LAOLA1: Martin Koch macht weiter, auch Wolfgang Loitzl bleibt dabei. Wie wichtig ist das für das gesamte Teamgefüge?

Kofler: Das ist sehr wichtig. Es gibt zwar immer wieder kleine Reibereien, aber wir können uns nach wie vor in die Augen schauen, uns gegenseitig anfeuern und füreinander da sein. Dadurch haben wir auch einen Vorteil gegenüber anderen Teams.

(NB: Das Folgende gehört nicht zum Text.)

Issue #581, opened 2026-08-04
AeroCom Phase 4: add the union of requested diagnostics as optional output


duncanwp:
We intend to submit to four AeroCom Phase 4 experiments (tracked in `jcm-experiments` #7-#10):
[AP4-CTRL](https://github.com/aerocom-community/experiments/blob/main/phase-4/AP4-CTRL/AP4-CTRL.md),
[aci-baseline](https://github.com/aerocom-community/experiments/blob/main/phase-4/aci-baseline/aci-baseline.md),
[MMPPE](https://github.com/aerocom-community/experiments/blob/main/phase-4/MMPPE/MMPPE.md),
[imo2020](https://github.com/aerocom-community/experiments/blob/main/phase-4/imo2020/imo2020.md).

Their diagnostic lists overlap heavily, so this issue is the **union**, checked against what a current `physics=echam-jam` run actually writes (186 variables). Everything below should be **optional output** — off by default, selectable per run, since most of it costs something.

(Note AP4-CTRL's own variable table is marked *"TBD; not yet current"*, so the ACI/MMPPE/IMO lists are the working superset.)

## A. Already emitted — only need CF/CMOR names

`clt`(total_cloud_cover) `rlut`/`rlutcs`/`rsut`/`rsutcs`/`rsdt`(radiation.toa_*) `rsds`(surface_sw_down) `hfls`/`hfss`(latent/sensible_heat_flux) `ps` `ts` `ta` `hus` `hur` `cl`(cloud_fraction) `cli`/`clw`(qi/qc) `pfull` `zg` `rho` `dzhalf`(layer_thickness) `cdnc`(droplet_number) `cdr`/`icr`(r_eff_liq/ice) `angstrm` `hdtcbl`(pbl_height) `lsm` `orog` and the aerosol mass/number tracers for `BC`/`OC`/`SO4`/`SS`/`DU`/`DMS`/`SO2`.

**Ask:** a CMOR name-mapping layer + AeroCom file-naming writer (`aerocom_<Model>_<Exp>_<Var>_<VertCoord>_<Period>_<Freq>.nc`, one variable per file). Cheap, unblocks a large fraction of the request.

## B. Derivable from existing state — should be native diagnostics

Column integrals and simple algebra, currently left to post-processing:
[...]

Issue #10, opened 2024-08-07
Implement a more complete radiation scheme


duncanwp:
For example [RRTMG](http://rtweb.aer.com/rrtm_frame.html). This is a fair amount of code, but it might help building tests etc. that it has already been wrapped in Python here: https://github.com/climlab/climlab-rrtmg

PR #582, opened 2026-08-04
feat(diagnostics): AeroCom phase-4 diagnostics, CMOR post-processing, and the CALIPSO/MODIS simulators

duncanwp:
Adds the derived diagnostics the four AeroCom phase-4 experiments request, plus a post-processor that writes submission-ready files. Tracked in climate-analytics-lab/jcm-experiments#7-#10; the diagnostic gap analysis is #581.

## Design: a Physics module, not a PhysicsData struct

`AerocomDiagnostics` is a single **diagnostic-only** `PhysicsTerm` (`category="diagnostics"`, following `wmo_tropopause` / `cosp_cloudsat`) placed **last** in the term list — after everything that can still modify the state, including the JAM post-cloud chain and the gravity-wave drag whose winds the pressure-level fields interpolate.

It emits a **plain dict, not a typed struct**. A `@tree_math.struct` exists to carry scheme state *between* terms (`CloudData`, `ConvectionData`); the AeroCom set is terminal — nothing downstream consumes it — changes with each protocol revision, and is selected per experiment. A ~100-field struct would force all-or-nothing evaluation and churn constantly. A dict is also what `output_averages` already accumulates.

Groups let a run pay only for what its experiment asks:

| group | contents |
|---|---|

LAOLA1: Bei Großereignissen habt ihr in der Mannschaft eine beeindruckende Bilanz (bei Olympia, Nordischer und Skiflug-WM zuletzt neun Mal Gold in Folge; siehe Diashow oben). Ihr seid quasi die Gold-Garanten im ÖSV. Wie geht ihr damit um?

Kofler: Wir wissen, dass wir für Österreich an den Start gehen und die Erwartungen von außen sehr hoch sind. Das ist ein immenser Druck. Wir wissen, dass wir die Siege nicht nur abholen müssen, sondern jeder fighten und seine Bestleistung abrufen muss. Das war in der letzten Saison bei ein, zwei Mannschaftsspringen nicht der Fall und da ist man gleich einmal Zweiter, Dritter oder gar Vierter.

LAOLA1: Wie sehr hat euch im Team die Todesnachricht von Edi Federer getroffen?

Kofler: Edi war natürlich einer der großen Macher in dem ganzen Skisprung-Zirkus, der mit Andi Goldberger und Thomas Morgenstern sehr schöne Erfolge feiern konnte. Es ist eine tragische Geschichte, denn Edi hat sehr viel gegeben.